Below are the records. How many of their lines contain "blob"? Give only the number.

STUDY MATERIAL »
########
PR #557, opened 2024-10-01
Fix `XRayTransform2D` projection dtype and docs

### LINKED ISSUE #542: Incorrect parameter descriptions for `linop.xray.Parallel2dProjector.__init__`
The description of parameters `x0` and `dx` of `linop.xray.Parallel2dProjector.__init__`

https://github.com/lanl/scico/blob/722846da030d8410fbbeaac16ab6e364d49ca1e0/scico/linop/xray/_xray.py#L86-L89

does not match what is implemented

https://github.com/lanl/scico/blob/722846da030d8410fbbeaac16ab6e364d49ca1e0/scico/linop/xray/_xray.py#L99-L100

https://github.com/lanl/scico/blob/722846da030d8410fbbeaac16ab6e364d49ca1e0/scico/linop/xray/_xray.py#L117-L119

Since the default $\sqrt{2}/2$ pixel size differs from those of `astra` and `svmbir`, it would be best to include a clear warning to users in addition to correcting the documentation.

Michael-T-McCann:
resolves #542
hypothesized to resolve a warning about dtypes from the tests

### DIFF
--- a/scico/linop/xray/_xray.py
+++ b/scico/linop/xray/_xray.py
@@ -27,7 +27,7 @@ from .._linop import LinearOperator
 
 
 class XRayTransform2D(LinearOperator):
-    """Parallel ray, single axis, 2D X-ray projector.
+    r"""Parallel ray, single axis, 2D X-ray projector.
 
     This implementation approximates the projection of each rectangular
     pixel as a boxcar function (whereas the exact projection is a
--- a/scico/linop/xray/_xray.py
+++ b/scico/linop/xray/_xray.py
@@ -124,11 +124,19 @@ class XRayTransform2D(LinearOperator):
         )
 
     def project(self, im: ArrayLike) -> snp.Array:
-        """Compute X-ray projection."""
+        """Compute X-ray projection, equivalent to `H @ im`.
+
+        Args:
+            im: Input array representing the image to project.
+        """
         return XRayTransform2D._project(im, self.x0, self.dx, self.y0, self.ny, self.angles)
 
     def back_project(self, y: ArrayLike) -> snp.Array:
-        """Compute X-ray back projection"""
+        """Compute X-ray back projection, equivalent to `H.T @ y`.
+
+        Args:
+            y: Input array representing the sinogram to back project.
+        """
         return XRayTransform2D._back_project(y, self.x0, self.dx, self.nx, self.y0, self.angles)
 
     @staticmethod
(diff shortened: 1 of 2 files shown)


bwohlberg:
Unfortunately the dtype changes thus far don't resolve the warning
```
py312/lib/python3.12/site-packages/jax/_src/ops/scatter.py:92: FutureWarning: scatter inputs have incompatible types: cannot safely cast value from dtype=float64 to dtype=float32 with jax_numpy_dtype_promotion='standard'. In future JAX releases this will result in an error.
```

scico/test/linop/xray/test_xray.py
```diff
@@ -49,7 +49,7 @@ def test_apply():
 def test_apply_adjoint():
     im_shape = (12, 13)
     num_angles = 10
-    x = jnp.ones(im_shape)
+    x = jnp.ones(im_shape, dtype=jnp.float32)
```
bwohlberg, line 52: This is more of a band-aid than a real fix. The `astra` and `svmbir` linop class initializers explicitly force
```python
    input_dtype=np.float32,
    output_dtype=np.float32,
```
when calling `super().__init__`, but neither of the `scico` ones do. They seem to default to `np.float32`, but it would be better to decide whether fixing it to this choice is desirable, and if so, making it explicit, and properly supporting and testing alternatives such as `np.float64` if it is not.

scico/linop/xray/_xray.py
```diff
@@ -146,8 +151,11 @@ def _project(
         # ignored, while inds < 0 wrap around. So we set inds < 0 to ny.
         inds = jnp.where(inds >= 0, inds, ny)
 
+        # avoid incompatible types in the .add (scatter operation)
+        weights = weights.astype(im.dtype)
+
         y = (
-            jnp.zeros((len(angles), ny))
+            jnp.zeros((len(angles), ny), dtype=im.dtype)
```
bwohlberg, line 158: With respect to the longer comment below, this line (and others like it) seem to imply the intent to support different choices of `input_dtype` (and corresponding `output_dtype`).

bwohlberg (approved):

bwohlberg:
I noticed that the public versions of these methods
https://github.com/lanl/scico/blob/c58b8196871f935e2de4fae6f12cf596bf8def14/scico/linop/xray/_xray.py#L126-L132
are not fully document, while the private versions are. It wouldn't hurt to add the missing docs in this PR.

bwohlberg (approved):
########
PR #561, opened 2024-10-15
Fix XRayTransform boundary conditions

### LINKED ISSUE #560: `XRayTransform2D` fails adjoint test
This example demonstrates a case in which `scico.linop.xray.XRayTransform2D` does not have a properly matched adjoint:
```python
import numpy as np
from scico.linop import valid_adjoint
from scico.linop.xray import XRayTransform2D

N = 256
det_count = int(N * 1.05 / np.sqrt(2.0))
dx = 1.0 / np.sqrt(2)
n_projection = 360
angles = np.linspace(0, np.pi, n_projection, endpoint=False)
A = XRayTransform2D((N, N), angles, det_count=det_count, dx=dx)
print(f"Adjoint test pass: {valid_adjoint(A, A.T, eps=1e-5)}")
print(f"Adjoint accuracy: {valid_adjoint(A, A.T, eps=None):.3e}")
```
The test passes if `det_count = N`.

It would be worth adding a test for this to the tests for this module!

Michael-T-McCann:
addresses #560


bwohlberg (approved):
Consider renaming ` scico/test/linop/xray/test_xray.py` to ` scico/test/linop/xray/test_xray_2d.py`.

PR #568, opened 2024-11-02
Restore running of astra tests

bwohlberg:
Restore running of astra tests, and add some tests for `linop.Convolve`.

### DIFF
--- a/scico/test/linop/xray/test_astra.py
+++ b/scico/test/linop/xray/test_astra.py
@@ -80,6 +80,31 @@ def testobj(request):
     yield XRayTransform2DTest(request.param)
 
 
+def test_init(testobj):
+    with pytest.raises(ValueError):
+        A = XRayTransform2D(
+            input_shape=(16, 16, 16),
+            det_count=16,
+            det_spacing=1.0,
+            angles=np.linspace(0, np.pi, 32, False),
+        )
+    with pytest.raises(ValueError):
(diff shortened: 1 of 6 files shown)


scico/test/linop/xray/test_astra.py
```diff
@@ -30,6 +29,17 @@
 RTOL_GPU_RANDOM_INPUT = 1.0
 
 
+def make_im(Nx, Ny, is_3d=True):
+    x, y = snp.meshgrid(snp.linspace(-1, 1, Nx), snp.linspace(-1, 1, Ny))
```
########
ANSWER AREA »
4